● What to produce: Everything from the line holding "Add Nexus support." through the final line of the entries below is to be duplicated exactly, and nothing outside that span.
*** Opening Extracted entries ***
PR #68, opened 2016-06-04
Add Nexus support

jzohrab:
Add Nexus support.

Builds on PR #67.  Only the tip of this branch (commit ccfef745) is new.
*** Closing Extracted entries ***
● Written reply:
Add Nexus support.

Builds on PR #67.  Only the tip of this branch (commit ccfef745) is new.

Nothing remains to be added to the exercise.